Todo eso, apuntó, está relacionado al cambio climático, a la pérdida de biodiversidad, a los crecientes problemas de salud, a la concentración de la propiedad de la tierra y el poder dominante del agronegocio y las grandes corporaciones.
“Es necesario reorganizar el sistema alimentario, cambiar su lógica, y eso es obligación del Estado”, sentenció Petersen, también coordinador ejecutivo de la organización no gubernamental Familiar y Agroecología y miembro del núcleo ejecutivo de la red Articulación Nacional de Agroecología.

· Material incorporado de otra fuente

Issue #384, opened 2022-11-29
Aggregation phase naming


simon-friedberger:
We currently have AggregateInitializeReq/-Resp and AggregateContinueReq/-Resp containing the word "Aggregate" even though no aggregation is performed in these steps. In some places we also speak of verification, the VDAF draft calls it simply preparation.
"Verification" would also be a natural choice. VDAF chose preparation because of the option to have a non-V DAF and because other tasks, like format conversion, are included as well.

We might want to adopt the term preparation as well. 

I've started a draft of a report flow here which might help with the discussion:

![image](https://user-images.githubusercontent.com/103195467/204466721-96bd7139-c1a7-42e1-b91f-d9e9b3d0b054.png)

[...]

PR #410, opened 2023-02-23
Update requirements for share validation

### LINKED ISSUE #408: VDAF security analysis: Requirements for report processing
The VDAF analysis [posted on the CFRG list](https://mailarchive.ietf.org/arch/msg/cfrg/-errBjFRvCqi7KuAxoZwH6iY4Vc/) suggests the following restrictions is needed:

> Poplar1: Applications MUST ensure that reports are aggregated at most once
> per-level. Repeated usage of the authenticator at a given level may lead to
> subtle attacks on privacy. In particular, the current
> "max_batch_query_count" mechanism of DAP [2, Section 4.5.6] is not
> sufficient.

By "level" we mean the level of the IDPF tree. The basic idea is that the client generates some randomness for each level of the tree, and it is not safe to use this randomness more than once.

Relatedly: 

> Prio3: Applications SHOULD ensure that each report is processed at most
> once. It's probably safe to allow re-processing, but (1) this is not
> captured in our model; (2) this gets hairy in terms of differential privacy
> (see issue https://github.com/cfrg/draft-irtf-cfrg-vdaf/issues/94); and (3)
> there doesn't seem to be a good reason to allow this. (It is explicitly
> disallowed in DAP.)

In other words, the safest bet for Prio3 is to make sure we don't use a proof more than once.

In general, VDAFs may need to restrict how a report is processed based on the aggregation parameters with which it was processed in the past.

simon-friedberger:
Fixes #408

### DIFF
--- a/draft-ietf-ppm-dap.md
+++ b/draft-ietf-ppm-dap.md
@@ -1323,36 +1323,10 @@ the input share is marked as invalid with a corresponding ReportShareError
 error.
 
 Before beginning the preparation step, Aggregators are required to perform the
-following generic checks.
+following checks:
 
 1. Check that the decrypted input share can be decoded. If not, the input share
    MUST be marked as invalid with the error `unrecognized_message`.
-
-1. Check if the report has already been aggregated with this aggregation
-   parameter. If this check fails, the input share MUST be marked as invalid
-   with the error `report_replayed`. This is the case if the report was used in
-   a previous aggregate request and is therefore a replay.
-    * Implementation note: To detect replay attacks, each Aggregator is required
-      to keep track of the set of reports it has processed for a given task.
-      Because honest Clients choose the report ID at random, it is sufficient to
-      store the set of IDs of processed reports. However, implementations may
-      find it helpful to track additional information, like the timestamp, so
-      that the storage used for anti-replay can be sharded efficiently.
-
-1. Check if the report has never been aggregated but is contained by a batch
-   that has been collected. If this check fails, the input share MUST be marked
-   as invalid with the error `batch_collected`. This prevents additional reports
-   from being aggregated after its batch has already been collected.
-
-1. Depending on the query type for the task, additional checks may be
-   applicable:
-    * For fixed_size tasks, the Aggregators need to ensure that each batch is
-      roughly the same size. If the number of reports aggregated for the current
-      batch exceeds the maximum batch size (per the task configuration), the
-      Aggregator MAY mark the input share as invalid with the error
-      "batch_saturated". Note that this behavior is not strictly enforced here
-      but during the collect sub-protocol. (See {{batch-validation}}.) If both
-      checks succeed, the input share is not marked as invalid.
 
 1. Check if the report is too far into the future. Implementors can provide for
    some small leeway, usually no more than a few minutes, to account for clock
@@ -1371,11 +1345,53 @@ following generic checks.
    the same. If so, then the Aggregator MUST mark the input share as invalid
    with error "unrecognized_message".
 
+1. Check if the report may still be aggregated with the current aggregation
+   parameter. This can be done by looking up all aggregation parameters
+   previously used for this report and calling
+
+   ~~~
+   VDAF.is_valid(current_agg_param, previous_agg_params)
+   ~~~
+
+   If this returns false, the input share MUST be marked as invalid with the
+   error `report_replayed`.
+
+    * Implementation note: To detect replay attacks, each Aggregator is required
+      to keep track of the set of reports it has processed for a given task.
+      Because honest Clients choose the report ID at random, it is sufficient to
+      store the set of IDs of processed reports. However, implementations may
+      find it helpful to track additional information, like the timestamp, so
+      that the storage used for anti-replay can be sharded efficiently.
+
+1. Check that a report is only aggregated in a batch if it was included in all
+   previous collections for the batch. Some VDAFs allow a batch to be collected
+   multiple times; the aggregators must check that the exact same set of reports
+   is being aggregated each time. Checking that no reports are omitted
+   from a batch is covered in {{batch-validation}}.
+   If this check fails, the input share MUST be marked as invalid with the error
+   `batch_collected`. This prevents collectors from learning anything about
+   small numbers of reports that are uploaded between two collections of a
+   batch.
+   The helper must consider a batch as collected when it has sent the
+   `AggregateShare` to the leader.
+   [TODO: If a section to clarify report and batch states is added this can be
+   removed. See Issue #384]
+
+1. Depending on the query type for the task, additional checks may be
+   applicable:
+    * For fixed_size tasks, the Aggregators need to ensure that each batch is
+      roughly the same size. If the number of reports aggregated for the current
+      batch exceeds the maximum batch size (per the task configuration), the
+      Aggregator MAY mark the input share as invalid with the error
+      "batch_saturated". Note that this behavior is not strictly enforced here
+      but during the collect sub-protocol. (See {{batch-validation}}.) If both
+      checks succeed, the input share is not marked as invalid.
+
 1. Finally, if an Aggregator cannot determine if an input share is valid, it
-   MUST mark the input share as invalid with error `report_dropped`. This
-   situation arises if, for example, the Aggregator has evicted from long-term
-   storage the state required to perform the check. (See
-   {{reducing-storage-requirements}} for details.)
+   MUST mark the input share as invalid with error `report_dropped`. For
+   example, if the Aggregator has evicted the state required to perform the
+   check from long-term storage. (See {{reducing-storage-requirements}} for
+   details.)
 
 If all of the above checks succeed, the input share is not marked as invalid.
 


simon-friedberger:
Intended for #408

draft-ietf-ppm-dap.md
```diff
@@ -1338,11 +1362,11 @@ following generic checks.
...
       that the storage used for anti-replay can be sharded efficiently.
+    * This also covers report re-use for the Prio3 VDAF because its aggregation
+      parameter is nil.
 
-1. Check if the report has never been aggregated but is contained by a batch
-   that has been collected. If this check fails, the input share MUST be marked
-   as invalid with the error `batch_collected`. This prevents additional reports
-   from being aggregated after its batch has already been collected.
+1. VDAFs may require specific additional checks. For example, Poplar1 requires
+   that reports are aggregated at most once at each level of the IDPF tree.
```
tgeoghegan, line 1369: I don't think a prescription like this suffices. This should be written in terms of some function exposed by VDAFs, so that DAP implementations can remain generic. So I believe we're blocked on a corresponding VDAF change here.

draft-ietf-ppm-dap.md
```diff
@@ -1338,11 +1362,11 @@ following generic checks.
       store the set of IDs of processed reports. However, implementations may
       find it helpful to track additional information, like the timestamp, so
       that the storage used for anti-replay can be sharded efficiently.
+    * This also covers report re-use for the Prio3 VDAF because its aggregation
+      parameter is nil.
 
-1. Check if the report has never been aggregated but is contained by a batch
-   that has been collected. If this check fails, the input share MUST be marked
-   as invalid with the error `batch_collected`. This prevents additional reports
-   from being aggregated after its batch has already been collected.
```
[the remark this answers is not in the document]
simon-friedberger: Since the previous n which have been aggregated cannot be used anymore this is already covered. The only way to aggregate again is if there are another $threshold reports for the same time interval. In that case it's fine.

Maybe the phrasing is indeed the problem. Afaiu "is in a batch which has been collected" and "has never been aggregated" are contradictory. I assumed it meant "batch definition" i.e. "time interval".

draft-ietf-ppm-dap.md
simon-friedberger: Agreed, this is supposed to be a bandaid. Until we have the VDAF change we have the only requirement that we know of covered here.

cjpatton: I actually think that @simon-friedberger is more or less on the right track here, however I agree we want to be generic. Here is where we have converged on the VDAF spec so far (https://github.com/cfrg/draft-irtf-cfrg-vdaf/pull/161, please feel free to offer feeedback there as well):

> A VDAF *MAY* specify the "validity scope" of each aggregation parameter. Protocols using a VDAF (like DAP) *MUST* ensure that for each validity scope, a report is aggregated at most once with an aggregation parameter of that validity scope. If no validity scope is specified, a report *MUST NOT* be aggregated more than once with a given aggregation parameter.

This provides what we need for the current VDAFs:

* For Poplar1 the validity scope is the IDPF tree level, which is included in the aggregation parameter; the language here seems sufficient to ensure we don't evaluate at the same level more than once.

* For Prio3 we have no validity scope, however the only valid aggregation parameter is the empty string. The language implies we don't aggregate the same report more than once [1].

So how does this translate into normative text for input share validation? Maybe something like this:

> Check if the input share was previously aggregated with the aggregation parameter's validity scope {{reference-to-definition-in-the-vdaf-draft}}. If so, the Aggregator *MUST* mark the input share as invalid with the error "XXX".

cc/ @schoppmp

[1] The attack we're considering here: We want to make sure the attacker can't query the same input/proof on multiple distinct query randomnesses. If we can ensure by some other means that both the nonce and verify_key can't change overtime, then this may not be strictly necessary. Since we haven't really settled the details here, making sure we aggregate each report at most once seems like a reasonable conservative choice.

draft-ietf-ppm-dap.md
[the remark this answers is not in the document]
cjpatton: > Since the previous n which have been aggregated cannot be used anymore this is already covered. The only way to aggregate again is if there are another $threshold reports for the same time interval. In that case it's fine.

Hmm, I think I'm missing something important here. Can you clarify? Is there language elsewhere that covers this?

So the requirement is: "once a batch has been defined, do not add any more reports to that batch".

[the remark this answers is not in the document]
simon-friedberger: Okay, so how about
```
   A report must never be used in more than one batch. If a report with the same report ID is contained in a batch    for which the `AggregateShare` has been sent the input share MUST be marked as invalid with the error `batch_collected`.
```
This makes the requirement that Chris stated explicit, and removes the somewhat contradictory statement about a batch which has been collected but contains a report which has not been aggregated.

draft-ietf-ppm-dap.md
simon-friedberger: I agree with Tim, since this is VDAF specific it should be implemented on the VDAF side.
How about:
> Check if the input share was not previously aggregated with the aggregation parameter's validity scope by calling `VDAF.is_valid(report_id, agg_param)`. Otherwise, the Aggregator MUST mark the input share as invalid with the error "invalid_aggregation_parameter".

cjpatton: Something like that, yeah. However, `VDAF.is_valid()` would also need to take as input the the agg params that have been used for report_id in the past.

simon-friedberger: @schoppmp Yes, that sounds good, so `validity_scope = VDAF.validity_scope(agg_param)` would extract parts of the agg_param (or otherwise construct) an opaque bitstring and DAP ensures that (report_id, validity_scope) has never been aggregated before, right?

cjpatton: Yup, that sounds right to me.

draft-ietf-ppm-dap.md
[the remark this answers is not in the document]
tgeoghegan: I don't think that phrasing is right, because to me it doesn't capture that you can't add a report to a batch once it has been collected. How about this:

```
1. Some VDAFs allow a batch to be collected multiple times with different aggregation parameters, but the aggregators must check that the same set of reports is being aggregated each time. A report may not be aggregated into a collection unless it was included in all previous collections for the batch. If this check fails, the input share MUST be marked as invalid with the error `batch_collected`. This prevents collectors from learning anything about small numbers of reports that are uploaded between two collections of a batch.
```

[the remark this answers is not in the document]
simon-friedberger: I was trying to clarify what "once it has been collected" means with "for which the `AggregateShare` has been sent". Since the helper cannot tell if collection has actually finished (and if there is pro-active aggregation maybe even if it has started) it can only check if it has sent the `AggregateShare` to the Leader.

draft-ietf-ppm-dap.md
tgeoghegan: IIUC we want to write this section in terms of the interface being added in https://github.com/cfrg/draft-irtf-cfrg-vdaf/pull/161

simon-friedberger:
Update with comments so far.

draft-ietf-ppm-dap.md
```diff
@@ -1371,11 +1345,53 @@ following generic checks.
...
+   previous collections for the batch. (Checking that no batches are omitted
+   from a batch is covered in {{batch-validation}}.)
+   If this check fails, the input share MUST be marked as invalid with the error
+   `batch_collected`. This prevents collectors from learning anything about
+   small numbers of reports that are uploaded between two collections of a
+   batch.
+   The helper must consider a batch as collected when it has sent the
+   `AggregateShare` to the leader.
+
+The following additional checks may apply depending on the VDAF and query type.
```
cjpatton, line 1366: I would say the agg param validity scope check should be made for all VDAFs. Where we landed in 04 is to require that each VDAF specify a method for checking it: https://stackoverflow.com/questions/868568/what-do-the-terms-cpu-bound-and-i-o-bound-mean

draft-ietf-ppm-dap.md
```diff
@@ -1371,11 +1345,53 @@ following generic checks.
...
+
+1. Check if the report has already been aggregated with an aggregation
+   parameter which is equivalent to the current one. To determine this, compute
+
+   ~~~
+   validity_scope = VDAF.validity_scope(agg_param)
+   ~~~
```
cjpatton, line 1373: API is now `Vdaf.is_valid(agg_param: AggParam, previous_agg_params: Vec[AggParam]) -> Bool`. What we need to do is something like: "Look up all of the aggregation parameters with which the report was previously aggregated; if `Vdaf.is_valid(agg_param, previous_agg_params)` is false, then the input share MUST be marked ...."

draft-ietf-ppm-dap.md
```diff
@@ -1371,11 +1345,53 @@ following generic checks.
...
-1. Finally, if an Aggregator cannot determine if an input share is valid, it
-   MUST mark the input share as invalid with error `report_dropped`. This
-   situation arises if, for example, the Aggregator has evicted from long-term
-   storage the state required to perform the check. (See
-   {{reducing-storage-requirements}} for details.)
+1. If an Aggregator cannot determine if an input share is valid, it
+   MUST mark the input share as invalid with error `report_dropped`. For
+   example, if the Aggregator has evicted the state required to perform the
+   check from long-term storage. (See {{reducing-storage-requirements}} for
+   details.)
```
cjpatton, line 1352: I think this check should go last, since it's kind of a "catch all": I.e., if the Aggregator did not have enough information to perform even one of the previous checks, then we have to invalidate the report.

draft-ietf-ppm-dap.md
```diff
@@ -1371,11 +1345,53 @@ following generic checks.
...
+
+1. Some VDAFs allow a batch to be collected multiple times; the aggregators must
+   check that the exact same set of reports is being aggregated each time.
+   A report may not be aggregated into a batch unless it was included in all
+   previous collections for the batch. (Checking that no batches are omitted
+   from a batch is covered in {{batch-validation}}.)
+   If this check fails, the input share MUST be marked as invalid with the error
+   `batch_collected`. This prevents collectors from learning anything about
+   small numbers of reports that are uploaded between two collections of a
+   batch.
```
cjpatton, line 1362: nit: Wrap paragraphs at 80 characters.

cjpatton (changes requested):

draft-ietf-ppm-dap.md
```diff
@@ -1371,11 +1345,53 @@ following generic checks.
...
+   MUST mark the input share as invalid with error `report_dropped`. For
+   example, if the Aggregator has evicted the state required to perform the
+   check from long-term storage. (See {{reducing-storage-requirements}} for
+   details.)
+
+1. Some VDAFs allow a batch to be collected multiple times; the aggregators must
+   check that the exact same set of reports is being aggregated each time.
+   A report may not be aggregated into a batch unless it was included in all
+   previous collections for the batch. (Checking that no batches are omitted
+   from a batch is covered in {{batch-validation}}.)
```
tgeoghegan, line 1358:
```suggestion
   previous collections for the batch (checking that no reports are omitted
   from a batch is covered in {{batch-validation}}).
```

tgeoghegan (changes requested):

draft-ietf-ppm-dap.md
simon-friedberger: These seem like two sentences to me so I'm not sure why we would remove the split. I'm removing the parentheses instead.

draft-ietf-ppm-dap.md
simon-friedberger: I am a fan of fuzzy 80 but happy to fix. These all show as 80 or less for me, though.

draft-ietf-ppm-dap.md
```diff
@@ -1354,28 +1385,11 @@ following generic checks.
...
-1. Check if the ExtensionType of any two extensions in PlaintextInputShare is
-   the same. If so, then the Aggregator MUST mark the input share as invalid
-   with error "unrecognized_message".
-
-1. Finally, if an Aggregator cannot determine if an input share is valid, it
-   MUST mark the input share as invalid with error `report_dropped`. This
-   situation arises if, for example, the Aggregator has evicted from long-term
-   storage the state required to perform the check. (See
-   {{reducing-storage-requirements}} for details.)
+1. If an Aggregator cannot determine if an input share is valid, it
```
cjpatton, line 1388: nit: This ought to minimize the size of the patch.
```suggestion
1. Finally, if an Aggregator cannot determine if an input share is valid, it
```

draft-ietf-ppm-dap.md
```diff
@@ -1323,26 +1323,57 @@ the input share is marked as invalid with a corresponding ReportShareError
...
+
+1. Check if the PlaintextInputShare contains unrecognized extensions. If so,
+   then the Aggregator MUST mark the input share as invalid with error
+   "unrecognized_message".
+
+1. Check if the ExtensionType of any two extensions in PlaintextInputShare is
+   the same. If so, then the Aggregator MUST mark the input share as invalid
+   with error "unrecognized_message".
+
+1. Check if the report may still be aggregated with the current aggregation
```
cjpatton, line 1348: nit (grammar): Most of the items in this list follow the template: "Check if <SOMETHING BAD HAPPNES>." Can we change this to something like "Check if the aggregation parameter violates the validity scope of the report."

draft-ietf-ppm-dap.md
```diff
@@ -1323,26 +1323,57 @@ the input share is marked as invalid with a corresponding ReportShareError
...
       that the storage used for anti-replay can be sharded efficiently.
 
-1. Check if the report has never been aggregated but is contained by a batch
-   that has been collected. If this check fails, the input share MUST be marked
-   as invalid with the error `batch_collected`. This prevents additional reports
-   from being aggregated after its batch has already been collected.
+1. Some VDAFs allow a batch to be collected multiple times; the aggregators must
+   check that the exact same set of reports is being aggregated each time.
+   A report may not be aggregated into a batch unless it was included in all
+   previous collections for the batch. Checking that no batches are omitted
```
cjpatton, line 1369:
```suggestion
   previous collections for the batch. Checking that no reports are omitted
```

draft-ietf-ppm-dap.md
```diff
@@ -1323,26 +1323,57 @@ the input share is marked as invalid with a corresponding ReportShareError
...
+   from a batch is covered in {{batch-validation}}.
+   If this check fails, the input share MUST be marked as invalid with the error
+   `batch_collected`. This prevents collectors from learning anything about
+   small numbers of reports that are uploaded between two collections of a
+   batch.
+   The helper must consider a batch as collected when it has sent the
+   `AggregateShare` to the leader.
```
cjpatton, line 1376: nit: IMO this doesn't need to be clarified here.
```suggestion
```

cjpatton (commented):
Looking good, just a few minor comments left.

draft-ietf-ppm-dap.md
tgeoghegan: I agree with Chris, but also agree with Simon that DAP should be more clear about the lifecycle or state machine of various objects in the protocol, because otherwise it's kinda hard for implementors to figure out stuff like when a helper aggregate share is considered to be collected. I'd like to have a section in DAP where we discuss all that, so that then other parts of the protocol like this could refer to it, and then it'd be clear just what we mean when we say that a report is aggregated or a batch is collected. We talked about that a bit in https://github.com/ietf-wg-ppm/draft-ietf-ppm-dap/issues/384. In any case, I certainly don't want to solve that problem in this PR. Maybe we could take Simon's text and include a TODO referencing #384?

tgeoghegan (approved):
LGTM, modulo Chris' observations.

draft-ietf-ppm-dap.md
cjpatton: Yeah make sense :)

simon-friedberger:
I have two more concerns:
1. We have `report_too_early` do we want to add `report_too_late`? This would cover the "validation state is no longer available" which we currently use as an example of `report_dropped`. It would be clearer to define a lifetime for the state and emit `report_too_late` when it has expired.
2. I think we should maybe change the names. `batch_redefined` would be more accurate than `batch_collected`. Or maybe `batch_overlap`. Same for `report_replayed`, this might be better as `agg_param_invalid` now.

cjpatton:
>     1. We have `report_too_early` do we want to add `report_too_late`? This would cover the "validation state is no longer available" which we currently use as an example of `report_dropped`. It would be clearer to define a lifetime for the state and emit `report_too_late` when it has expired.
>     2. I think we should maybe change the names. `batch_redefined` would be more accurate than `batch_collected`. Or maybe `batch_overlap`. Same for `report_replayed`, this might be better as `agg_param_invalid` now.

I like these suggestions, but they should be discussed in a different PR. Note that  @tgeoghegan has in the past wanted to err on the side of not adding too many error variants.

`batch_overlap` seems better to me :)

cjpatton (approved):

cjpatton:
@simon-friedberger please squash these changes into a single commit, then I'll merge it.

simon-friedberger:
> @simon-friedberger please squash these changes into a single commit, then I'll merge it.

Didn't I already do that?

Brasil puso en marcha acciones positivas en el sector de alimentos, como el gubernamental Programa de Alimentación Escolar, que establece un mínimo de 30 por ciento de productos de la agricultura familiar en la comida que ofrecen las escuelas públicas a sus alumnos, mejorando así su calidad nutricional.
Además, se reconoció a la agricultura familiar como productora de la mayor parte de los alimentos consumidos en el país y se creó un programa de crédito a ese sector con intereses reducidos.
El problema, según Petersen, es que esa financiación a veces fomenta los mismos vicios de la agricultura industrial, como el monocultivo, el uso de agroquímicos.
Hay un creciente conocimiento sobre los males del “agronegocio” y la necesidad de prácticas agroecológicas, además de iniciativas diseminadas por el país, pero el sector agrícola dominante ejerce su poder de una forma que bloquea cambios, reconoció.
El grueso del crédito agrícola, la asistencia técnica, la tierra concentrada en pocos propietarios, la influencia en el poder estatal, todo favorece a los grandes agricultores, que también tienen la mayor bancada parlamentaria para aprobar “sus” leyes, advirtió Petersen.
En Brasil hay 4,4 millones de familias agricultoras, que engloban 84 por ciento de los establecimientos rurales y producen más de mitad de los alimentos de la canasta básica del país, según cifras oficiales.
Pero se trata de un colectivo con escasa influencia en el Estado ante el poder de algunas decenas de los grandes productores.
También los Bancos de Alimentos constituyen un ejemplo de buenas acciones, aunque limitadas, para reducir el desperdicio y los riesgos de desnutrición en grupos más vulnerables de la población.
Surgieron por iniciativas aisladas en los años 90 y solo fueron adoptadas como programa de gobierno en 2016, con la creación de la Red Brasileña de Bancos de Alimentos, bajo coordinación del Ministerio de Desarrollo Social.
También el Servicio Social del Comercio (SESC), constituido por empresas del sector, empezó en 1994 a crear bancos de alimentos en su propia red, que denominó Mesa Brasil y que al finalizar 2017 contaba con 90 unidades en operación en 547 ciudades.
Ese año la red atendió a 1,46 millones de personas por día y distribuyó 40.575 toneladas de alimentos.
Es la mayor red de esos centros en el país, pero resulta escaso en un país de 208 millones de habitantes y 5.570 ciudades.
Mesa Brasil capta alimentos que ya no serían vendidos por las empresas, por sus normas comerciales, pero “en perfectas condiciones de consumo”, y los entrega a instituciones asistenciales.
“Además promueve acciones educacionales a trabajadores y voluntarios de entidades sociales y colaboradores de las empresas donadoras”, sobre seguridad alimentaria y nutricional, según Ana Cristina Barros, gerente de asistencia de SESC a nivel nacional.
“Una de nuestras mayores dificultades son las trabas legales que impiden donaciones de empresas de alimentos, que están cada día más persuadidas de hacerlas”, lamentó a IPS.